Results show that applied social science studies are conducted either without a sampling frame or with a sampling frame that does not adequately represent the population of Twitter users. Sampling strategies are to a great extent conditioned by this fact. Twitter users are selected either resorting to non-random methods—mostly convenience or snowball sampling—or by searching the tweets they posted containing specific keywords or hashtags. Regarding data collection designs, most of the studies relied on a single mode of data collection—namely, via an API system—applied to a unique sample of Twitter users. A non-ignorable number of studies combined self-reported data, namely surveys, with data gathered via an API system collected for the same sample of Twitter users. Surveys, the most widely used method of data collection in social science research, appears in 50% of the studies either exclusively as the single mode of data collection or in combination with data gathering via API systems. This is a significant sign that many research questions cannot be fully answered exclusively through social media data and require mixed-mode approaches to obtain a deep understanding of the phenomenon.
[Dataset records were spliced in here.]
PR #1114, opened 2026-07-23
Fix OpenCode plugin Jinja template corruption with Qwen3.6

atomicflag:
## Issue

The OpenCode plugin's `system.transform` hook was corrupting OpenCode's Jinja template when injecting planning prompts. The error appeared as:

```
raise_exception('System message must be at the beginning.')
```

This occurred when using Qwen3.6 models with their chat template.

## Root Cause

As in any other literature review, this work is limited by the search terms used and the databases searched (Pickering and Byrne 2014). To try to minimize this limitation, similar and commonly interchanged terms were included as well as a search on databases focused on social sciences and related fields. However, there may still be some relevant works that were not captured by the search criteria. Despite this fact, the collected evidence suggests that sampling considerations should become central components of a project’s research design, and the strengths and limitations of different sampling plans should be explicitly included in the discussion of results. Based on the review undertaken, it is evident that we are still far from that scenario since less than half the studies discussed the limitations and the impact on research validity caused by using Twitter.

The research conducted on Twitter is vast and has been applied to a variety of domains, including social sciences. However, the use of this platform raises new quality issues that must be properly addressed because only when the limitations and challenges inherent to a data source are acknowledged, can a phenomenon be understood and the research findings validly interpreted (Callegaro and Yang 2018).